Is Cowan Lake still froze? Wednesday still had some ice...


----------



## bassmaster1 (Feb 6, 2006)

I went out on the kayak today. Only ice I saw was in the coves by the sailboat club and on that side in general from the wind. The wind blown stuff was broken up and noisy. Surface temp was between 40-41 but did see 39 once.


----------



## VJhooked (Mar 15, 2017)

Thanks for info. I will be heading out in the morning. Also be in a yak...


----------



## bassmaster1 (Feb 6, 2006)

VJhooked said:


> Thanks for info. I will be heading out in the morning. Also be in a yak...


Good luck. I got the bass skunk. Probably should have brought a crappie rod too


----------



## bassmaster1 (Feb 6, 2006)

Does anyone know if the campground launch (north side of the lake) is open? Wanting to bring out my kayak tomorrow but don’t want to waste time going to that ramp if it’s closed.


----------



## Harry1959 (Mar 17, 2011)

I was at the campground ramp today. The lake is still real low and I could not launch my 16.5 foot sea nymph. Would be fine with a kayak


----------



## Harry1959 (Mar 17, 2011)

I went from Cowan to Ceasars and got skunked.....again, really having a tough time catching crappie at CC right now, am open to suggestions through post or pm


----------



## bassmaster1 (Feb 6, 2006)

Thanks Harry. Im going to be targeting bass..expecting a skunk but who knows


----------



## deafoldman (Feb 5, 2020)

Any suggestions for bank fishing crappies, now that water level is coming up?


----------



## Matt Jackson (Apr 21, 2015)

I fished Cowan yesterday and got skunked.


----------



## bassmaster1 (Feb 6, 2006)

Matt Jackson said:


> I fished Cowan yesterday and got skunked.
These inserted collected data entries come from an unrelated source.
PR #272, opened 2026-09-17
filter: support source-aware CycloneDX package exclusions

### LINKED ISSUE #259: Support package exclusions when filtering CycloneDX SBOMs
### Problem

Consumers that need to omit installed Debian packages currently have to post-process the generated CycloneDX document. `debsbom filter` can retain binaries, sources, or one named package, but it cannot consume an exclusion expression or a source-package/version exclusion file. `download --skip-pkgs` accepts package-list content but does not remove components from the SBOM.

This makes wrappers responsible for parsing installed source-to-binary relationships, pruning components before source acquisition, and reproducing `CdxSbomFilter` graph cleanup.

### Proposed capability

Add native filtering inputs that can:

- exclude binary packages by a validated pattern matched against package identity;
- exclude source name/version entries and expand them to all related installed binaries;
- operate before `download` and `repack`, so excluded sources are not acquired;
- remove excluded component nodes, their dependency entries, and every reference to them;
- retain a source while any retained binary was produced by it or still references it through `Built-Using` / `Static-Built-Using`;
- support a valid empty result;
- fail explicitly when a requested installed package cannot be mapped to a generated component.

A structured exact-name/version interface would be preferable to requiring every consumer to reproduce legacy scanner regex syntax.

### Wrapper-removal condition

The deb-scanner wrapper can delete its CycloneDX package post-processing once a released debsbom version provides both exclusion forms above, performs graph-consistent source-aware pruning before acquisition, and exposes enough result information to report matched, removed, and unmatched exclusions.

Shubham-Padkonde:
Consumers currently have to remove packages from generated CycloneDX inventories in their own wrappers. This adds graph-based exclusions to `filter` so the resulting inventory can be passed to `download` and `repack`.

Fixes #259.

- Repeatable `--exclude-binary REGEX` matches entire binary package names.
- `--exclude-source-file FILE` reads exact source name/version pairs using the existing universal ingress formats: package lists, Debian PURLs, Isar manifests, and dpkg status files. Only source entries are selected. Excluding a source preserves its binaries and other consumers.
- Matching packages and their references are removed, then newly unreferenced dependencies are pruned. Packages still referenced by retained packages are preserved.
- The existing global `--json` flag writes a single-line exclusion report to stdout. A separate SBOM output file is required to avoid mixing the report with the SBOM.
- The JSON report schema is included. Exclusions run before `--sources`/`--binaries`; combining exclusions with `--package` or SPDX input is rejected. SPDX exclusion support remains a follow-up.

Source input now uses the existing universal ingress parser as requested in review; the custom JSONL input schema has been removed.

Validation of the revised code (Windows, Python 3.13): all 35 filter tests pass. Black leaves the three changed Python files unchanged (with a Python target-version warning), and `git diff --check` passes. The broader offline suite stopped at three failures: 130 passed, 10 skipped, 25 deselected. Failures were local download URL handling, local apt-cache parsing, and a rootfs symlink assertion. The revised full Linux suite has not been run; this is not a claim of fully passing CI.

The contributor personally signed off the implementation and follow-up commits. Implementation and validation were assisted by Codex and Claude.

Latest universal-ingress validation (Windows, Python 3.13): all four input-format regression cases failed against the old reader; all 35 filter tests pass after the change. In an SPDX-only environment, 8 pass and 27 are skipped because CycloneDX is absent. Black and git diff --check pass.


Urist-McGit:
Thanks for the contribution! We will have a look in the next days, if nothing happens until end of next week dont be afraid to ping us again ;)

docs/source/commands/filter.rst
```diff
@@ -8,3 +8,62 @@
...
+
+For exact source-package exclusions, provide a JSON array of source names and
+Debian versions using ``--exclude-source-file``. For example:
+
+.. code-block:: json
+
+    [
+      {"name": "linux", "version": "6.12.73-1"},
+      {"name": "example-source", "version": "2:1.0-1"}
+    ]
```
fmoessbauer, line 35: We need a json schema for this (similar to the other schemas we already have). I'm also wondering if it would be better to ingest this in json-lines format instead of the array. That's easier to create and "compose".

docs/source/commands/filter.rst
```diff
@@ -8,3 +8,62 @@
...
+
+Source exclusions require the **matching system's** dpkg status file::
+
+    debsbom filter input.cdx.json filtered.cdx.json \
+        --exclude-source-file sources.json \
+        --installed-status rootfs/var/lib/dpkg/status \
+        --exclusion-report exclusions.json
```
fmoessbauer, line 42: We also need a json schema for the report.

src/debsbom/commands/filter.py
```diff
@@ -74,6 +133,8 @@ def get_package_repr(sbom_type: SBOMType) -> tuple[PackageRepr, str]:
             SbomOutput.write_out_arg(
                 resolver.document, resolver.sbom_type(), args.bomout, args.validate
             )
+            if report_file:
+                Path(report_file).write_text(json.dumps(report, indent=2) + "\n", encoding="utf-8")
```
fmoessbauer, line 137: AFAIK we don't indent the json outputs at all (except for the sboms). We should do this consistently across debsbom.

src/debsbom/commands/filter.py
```diff
@@ -95,3 +156,31 @@ def setup_parser(cls, parser):
             type=str,
             help="filter the SBOM by only including the package and its dependency subgraph",
         )
+
+        parser.add_argument(
+            "--exclude-binary",
+            action="append",
+            metavar="REGEX",
```
fmoessbauer, line 163: Please use the same metavar as the argument (just don't provide it). Otherwise it is likely that this collides with other argument vars.

fmoessbauer: Ah... sorry. Metavar is for the placeholder name in the docs. Forget what I said ...

src/debsbom/filter/cdx.py
```diff
@@ -62,3 +65,152 @@ def packages(cls, document: Bom, source_pkg: PackageRepr, packages: list[Package
...
+        for pattern in patterns:
+            try:
+                compiled.append(re.compile(pattern))
+            except re.error as error:
+                raise ValueError(
+                    f"invalid binary exclusion pattern {pattern!r}: {error}"
+                ) from error
+        sources = list(dict.fromkeys(source_packages or []))
+        for name, version in sources:
+            if not re.fullmatch(r"[a-z0-9][a-z0-9+.-]*", name) or not version:
```
fmoessbauer, line 91: Why compile the other regexes, but not this one? Please compile all regex.

Urist-McGit:
> An explicit --installed-status file maps them to installed binaries without confusing a primary source with Built-Using dependencies.

This is certainly not necessary.

In general I think the approach is not the right one: you go from the actual package representations and figure out the to be removed dependencies from there. This should not be necessary, you can simply stay in the graph domain of the SBOM. I would suggest something like this:
1. figure out which packages match the passed in regular expressions
2. remove packages and all their references from the dependency graph
3. prune the graph by removing any unreferenced packages
4. repeat step 2 and 3 until no more packages are removed in step 3

That way you remove all dependencies that are not also referenced by a package that was not removed, and do not need to have any actual packages to deal with.

Urist-McGit:
We would like to have support for SPDX SBOMs too, even if the issue does not mention it. But I can see that this more or less doubles the implementation effort, so this is not blocking to get this merged eventually.

Urist-McGit:
There is a test failure that is related to a missing extra for the CDX library we use. If I understand correctly you validate the SBOM there. The validation this way should not be needed, there is a validator already included for the internal representation. It should also be available to use in the tests.

Shubham-Padkonde:
Thanks for the reviews. I reworked this in aa9a5ce along the suggested graph-based approach:

- Matching packages (binary regex, exact source name/version) are removed with their references, then unreferenced packages are pruned until nothing changes. `--installed-status` is gone. The binaries of an excluded source are determined with the existing binary -> source mapping of `CdxPackageResolver`, since CycloneDX cannot tell a binary's own source apart from Built-Using.
- The source exclusions are now JSON lines, with a schema. The report has its own schema and is written without indentation.
- All regexes are compiled.
- The tests no longer use the CycloneDX JSON validator. The empty result is instead written and read back through debsbom's own reader.

One behaviour to confirm: pruning now also removes binary dependencies that only the excluded packages used (for example a library pulled in only by an excluded package), not just their sources. Packages that were already unreferenced in the input are kept. SPDX is not implemented yet; I'd prefer to do it as a follow-up.

docs/source/commands/filter.rst
Shubham-Padkonde: Done in aa9a5ce: `--exclude-source-file` now reads JSON lines (one `{"name", "version"}` object per line), validated against the new `schema-filter-exclude.json`.

docs/source/commands/filter.rst
Shubham-Padkonde: Done in aa9a5ce: added `schema-filter-report.json`, and the CLI test validates the written report against it.

src/debsbom/commands/filter.py
Shubham-Padkonde: Done in aa9a5ce: the report is now written without indentation, as a single JSON object on one line.

src/debsbom/commands/filter.py
Shubham-Padkonde: Kept the explicit metavar as per your follow-up. It's only the placeholder in the help text.

src/debsbom/filter/cdx.py
Shubham-Padkonde: Done in aa9a5ce: all regexes are now compiled, including the source package name pattern (`SOURCE_NAME_RE`).

src/debsbom/filter/cdx.py
```diff
@@ -62,3 +66,97 @@ def packages(cls, document: Bom, source_pkg: PackageRepr, packages: list[Package
...
+        # binaries built from an excluded source, using the same binary -> source
+        # mapping as the CycloneDX package resolver
+        if matched_sources:
+            resolver = CdxPackageResolver(document)
+            for ref, package in resolver.packages_by_ref.items():
+                if package.is_source() or not package.source:
+                    continue
+                source = (package.source.name, package.source.version[1])
+                if source in selectors:
+                    removed.add(str(ref))
```
Urist-McGit: I dont think we want to remove the attached binary package when we remove the source package. We only want to remove unconnected nodes from the graph.

I think the initial issue said it should be done this way, but I do not agree with that specific point. If only a source package should be removed then we should only remove exactly that. That way the behavior is very simply: only the specified packages are removed, and anything that would be left unconnected from the operation. That is how all other commands work when it comes to remove elements from the SBOM.

docs/source/commands/filter.rst
```diff
@@ -8,3 +8,60 @@
...
+The exclusion works on the dependency graph of the SBOM:
+
+1. the packages matching the exclusions are removed together with all references to them
+2. packages that are no longer referenced by any remaining package are removed
+3. step 2 is repeated until no more packages are removed
+
+This removes the sources and dependencies of the excluded packages unless they are
+still referenced by a retained package, for example through ``Built-Using`` or
+``Static-Built-Using``. Packages that were already unreferenced in the input are
+kept. Excluding all packages produces a valid empty SBOM that retains the root
```
Urist-McGit: This should be an implementation detail and not documented. Unconnected packages are a thing that should never happen under normal circumstances.

docs/source/commands/filter.rst
```diff
@@ -8,3 +8,60 @@
...
+metadata component.
+
+The optional ``--exclusion-report`` is written as a single JSON object to a
+separate file, also when the SBOM is read from or written to standard input/output.
+Unmatched exclusions do not fail the command. The report follows this schema:
```
Urist-McGit: We have a global `--json` flag for other commands. Instead of using this new report mechanic we should reuse this flag for the command too. You can view how it is implemented for the `download` command.

docs/source/commands/filter.rst
```diff
@@ -8,3 +8,60 @@
...
+    debsbom download --sources --outdir downloads filtered.cdx.json
+    debsbom repack --sources --dldir downloads filtered.cdx.json repacked.cdx.json
+
+To exclude source packages by exact name and Debian version, pass a file with one
+JSON object per line to ``--exclude-source-file``:
+
+.. code-block:: json
+
+    {"name": "linux", "version": "6.12.73-1"}
+    {"name": "example-source", "version": "2:1.0-1"}
```
Urist-McGit, line 33: I am a bit unhappy with this json format to specify the source packages. We use the concept of universal ingress in other places to specify packages. Since we are not using regular expressions here we could just the same here. Having a completely different format for specifying binary/source packages also feels wrong, as they are actually very similar, even if we require the specific version instead of just a name for source packages.

We already have a bunch of ways to specify packages, adding more will make it even more confusing for users.

@fmoessbauer any ideas for a good solution?

src/debsbom/commands/filter.py
```diff
@@ -11,13 +14,36 @@
...
 
 class FilterCmd(SbomInput, SourceBinaryInput):
     """Filter SBOMs."""
 
     @classmethod
     def run(cls, args):
         resolvers = cls.get_sbom_resolvers(args)
+        patterns = getattr(args, "exclude_binary", None) or []
+        source_file = getattr(args, "exclude_source_file", None)
+        report_file = getattr(args, "exclusion_report", None)
```
Urist-McGit: Are these `getattr` necessary? If the option was added to the parser it is `None` anyways if not specified.

tests/test_exclusions.py
Urist-McGit, line 1: This should just be part of the `test_filter.py` file.

Urist-McGit (changes requested):
Also please squash your commits when it is just a rework and does not implement a separate logical change. That makes it easier for us to review.

Shubham-Padkonde:
Updated in 0cf0364 and squashed the rework into one personally signed-off commit.

- Source-only exclusions now preserve their binaries and Built-Using consumers.
- Reused global `--json` for the stdout report and removed `--exclusion-report`; report and SBOM output must be separate.
- Removed the redundant `getattr` calls and implementation-detail documentation.
- Moved the exclusion tests into `test_filter.py`, keeping optional CycloneDX imports local so SPDX tests are not skipped with them.

All 35 filter tests pass on Windows/Python 3.13. The broader offline run stopped at three failures (130 passed, 10 skipped, 25 deselected): local download URL handling, local apt-cache parsing, and a rootfs symlink assertion. The PR description records these limits; I am not claiming a passing full Linux suite.

The source-input format remains JSONL while the universal-ingress discussion is pending. Should this accept the existing package-input forms with exact source versions? I have left that review point open rather than introduce a replacement format without agreement.

Prepared with Codex assistance.

Shubham-Padkonde:
The SPDX-only CI failure came from eight new CycloneDX-dependent test functions missing the optional-dependency guard. Added the same pytest.importorskip("cyclonedx") guard used by the existing tests. With CycloneDX installed, all 35 filter tests pass; in an SPDX-only environment, 5 pass and 30 are skipped. Black and git diff --check pass. The contributor personally signed off commit 8b20560. Prepared with Codex assistance.

docs/source/commands/filter.rst
fmoessbauer: The universal ingress format should be good enough. For details, see https://siemens.github.io/debsbom/examples.html#from-package-list

Shubham-Padkonde:
Implemented the universal-ingress request in 376e1c6, personally signed off by the contributor. Source exclusions reuse Package.parse_pkglist_stream for package lists, Debian PURLs, Isar manifests, and dpkg status input. Binary entries are ignored, sources require exact versions, and duplicate source entries are deduplicated. Removed the custom JSONL input schema and updated the help and documentation; the report schema is retained.

All four input-format regressions fail against the old reader. With the change, all 35 filter tests pass; in an SPDX-only environment, 8 pass and 27 are skipped. Black and git diff --check pass. Prepared with Codex assistance.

I was there Friday and it was up a few feet from that. Still looks like chocolate milk


----------



## Harry1959 (Mar 17, 2011)

I stopped by to look today. Up a little and muddy


----------



## deafoldman (Feb 5, 2020)

Anybody catch crappies from shore near the Campground ramp?


----------



## Rooster (Apr 8, 2004)

Cowan is a mud puddle right now, but marina ramp is still open, and you can access the beach picnic area.


----------